## DATA
Issue #347, opened 2020-05-20
Namespace container resource limit ignored when used with empty values


anouarchattouna:
* Create a namespace with empty values for `container_resource_limit`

## YOUR ASSIGNMENT
The response should consist of the number of lines in the data that hold the word "values", with nothing added.

## ANSWER SECTION
2